Batch time varies severely across training time

Pointcept / PointTransformerV3

[CVPR'24 Oral] Official repository of Point Transformer V3 (PTv3)

MIT License

583 stars 30 forks source link

Batch time varies severely across training time #33

Open warriorsniu opened 2 months ago

warriorsniu commented 2 months ago

I run the semseg-pt-v3m1-0-rpe experiment on the S3DIS dataset with batchsize 4 and 4 3090 24GB gpus. And the num_worker is set to 12. The training batch time is relatively stable and fast at the beginning. However, it could be stuck for a few seconds, sometimes 40 seconds and even more. I also checked the time cost in different steps in run_step() and I found that the backward step could be the bottleneck. Is it common? Would you please give me some suggestions about the problem? Thanks a lot!
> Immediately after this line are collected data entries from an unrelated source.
PR #92, opened 2016-05-09
PP-571 Authorization check - Rate Limiter - depends on publicauth

rauligs:
# WHAT 
So far, Authorization headers were non validated values, provoking for every single request, no matter the Authorization header value (as long it had one), a query into the database.
-  Added an Authorization filter that checks the Authorization header format and also validates that the token is valid by re-creating its Hash value and check the provided Hash being _API Key = Token + Hash_
- Added a Rate Limiter filter after the Authorization validation by limiting the number of requests per a period of time (configurable), current default is 3 requests per second per Authorization (hence a client service).
# WHO
Any dev

### DIFF
--- a/src/main/java/uk/gov/pay/api/app/PublicApi.java
+++ b/src/main/java/uk/gov/pay/api/app/PublicApi.java
@@ -13,6 +13,8 @@ import io.dropwizard.setup.Environment;
 import uk.gov.pay.api.app.config.PublicApiConfig;
 import uk.gov.pay.api.auth.AccountAuthenticator;
 import uk.gov.pay.api.exception.mapper.*;
+import uk.gov.pay.api.filter.RateLimiter;
+import uk.gov.pay.api.filter.RateLimiterFilter;
 import uk.gov.pay.api.healthcheck.Ping;
 import uk.gov.pay.api.json.CreatePaymentRequestDeserializer;
 import uk.gov.pay.api.model.CreatePaymentRequest;
@@ -21,8 +23,10 @@ import uk.gov.pay.api.resources.PaymentsResource;
 import uk.gov.pay.api.validation.PaymentRequestValidator;
 import uk.gov.pay.api.validation.URLValidator;
 
+import javax.servlet.DispatcherType;
 import javax.ws.rs.client.Client;
 
+import static java.util.EnumSet.of;
 import static uk.gov.pay.api.validation.URLValidator.urlValidatorValueOf;
 
 public class PublicApi extends Application<PublicApiConfig> {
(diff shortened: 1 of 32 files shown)


src/main/java/uk/gov/pay/api/app/PublicApi.java
```diff
@@ -41,13 +46,24 @@ public void initialize(Bootstrap<PublicApiConfig> bootstrap) {
...
         environment.jersey().register(new PaymentsResource(client, config.getConnectorUrl()));
-        environment.jersey().register(new HealthCheckResource(environment));
+
+        RateLimiter rateLimiter = new RateLimiter(config.getRateLimiterConfig().getRate(), config.getRateLimiterConfig().getPerMillis());
+
+        environment.servlets().addFilter("AuthorizationValidationFilter", new AuthorizationValidationFilter(config.getApiKeyHmacSecret()))
+                .addMappingForUrlPatterns(of(REQUEST), true, "/v1/*");
+
+        environment.servlets().addFilter("RateLimiterFilter", new RateLimiterFilter(rateLimiter, objectMapper))
+                .addMappingForUrlPatterns(of(REQUEST), true, "/v1/*");
```
kakumara: Did you raise a JIRA to fix the URL mappings properly? (to get rid of this 'v1')

src/main/java/uk/gov/pay/api/app/config/RateLimiterConfig.java
```diff
@@ -0,0 +1,28 @@
...
+import io.dropwizard.Configuration;
+
+import javax.validation.Valid;
+import javax.validation.constraints.Min;
+import javax.validation.constraints.NotNull;
+
+public class RateLimiterConfig extends Configuration {
+
+    @Valid
+    @NotNull
```
kakumara: `NotNull` with a primitive variable? And Min/Max any reason for limiting to these numbers ?

src/main/java/uk/gov/pay/api/app/PublicApi.java
rauligs: [PP-693](https://payments-platform.atlassian.net/browse/PP-693)
Have a look to check if the explanation is clear enough.

src/main/java/uk/gov/pay/api/app/config/RateLimiterConfig.java
rauligs: 👍  It was indeed wrong. Fixed validations and removed @NotNull over primitives.

mrlumbu:
rebuild

rauligs:
rebuild

PR #93, opened 2016-05-12
PP-571 Relax rate limiter default values

rauligs:
# WHAT    
- Set default Rate limiter to 25/second for now since the current 3/second is very strict and there is no need.

# WHO
- Any dev/webops


rauligs:
rebuild

imranbohoran:
👍

PR #95, opened 2016-05-12
PP-541 Remove old status field.

ijmad:
Now we have the 'state' field everywhere, we can remove
the old legacy status from the publicapi.

Improve swagger here and there.

### DIFF
--- a/src/main/java/uk/gov/pay/api/model/PaymentState.java
+++ b/src/main/java/uk/gov/pay/api/model/PaymentState.java
@@ -4,10 +4,12 @@ import com.fasterxml.jackson.annotation.JsonIgnoreProperties;
 import com.fasterxml.jackson.annotation.JsonInclude;
 import com.fasterxml.jackson.annotation.JsonProperty;
 import com.fasterxml.jackson.databind.JsonNode;
+import io.swagger.annotations.ApiModel;
 import io.swagger.annotations.ApiModelProperty;
 
 @JsonInclude(JsonInclude.Include.NON_NULL)
 @JsonIgnoreProperties(ignoreUnknown = true)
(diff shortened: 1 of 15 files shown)


ijmad:
rebuild

ijmad:
rebuild

src/main/java/uk/gov/pay/api/model/PaymentState.java
```diff
@@ -4,20 +4,25 @@
...
 import com.fasterxml.jackson.annotation.JsonProperty;
 import com.fasterxml.jackson.databind.JsonNode;
+import io.swagger.annotations.ApiModel;
 import io.swagger.annotations.ApiModelProperty;
 
 @JsonInclude(JsonInclude.Include.NON_NULL)
 @JsonIgnoreProperties(ignoreUnknown = true)
+@ApiModel(value="Payment state", description = "A structure representing the current state of the payment in its lifecycle.")
 public class PaymentState {
     @JsonProperty("status")
```
kakumara: Shall we give a swagger example for status too?

src/main/java/uk/gov/pay/api/model/PaymentState.java
```diff
@@ -4,20 +4,25 @@
...
     private String status;
 
+    @ApiModelProperty(value = "Whether the payment has finished", required = true)
```
kakumara: I think the `@ApiModelProperty` annotations here are overridden by the ones in the associated annotation ion the getter method. better to remove these and use only the one around getter.

kakumara:
Otherwise 👍

src/main/java/uk/gov/pay/api/model/PaymentState.java
ijmad: Sorted!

Gofinge commented 2 months ago

Hi, we noticed that S3DIS exists in two huge scenes in Area_2, which caused a large amount of data time. Maybe splitting the two scenes into multiple splits is a good solution.

warriorsniu commented 2 weeks ago

Thanks for your reply. However, as shown in the figure, the most time-consuming step is the backward step (stuck for nearly one minute). What could be the reason for that？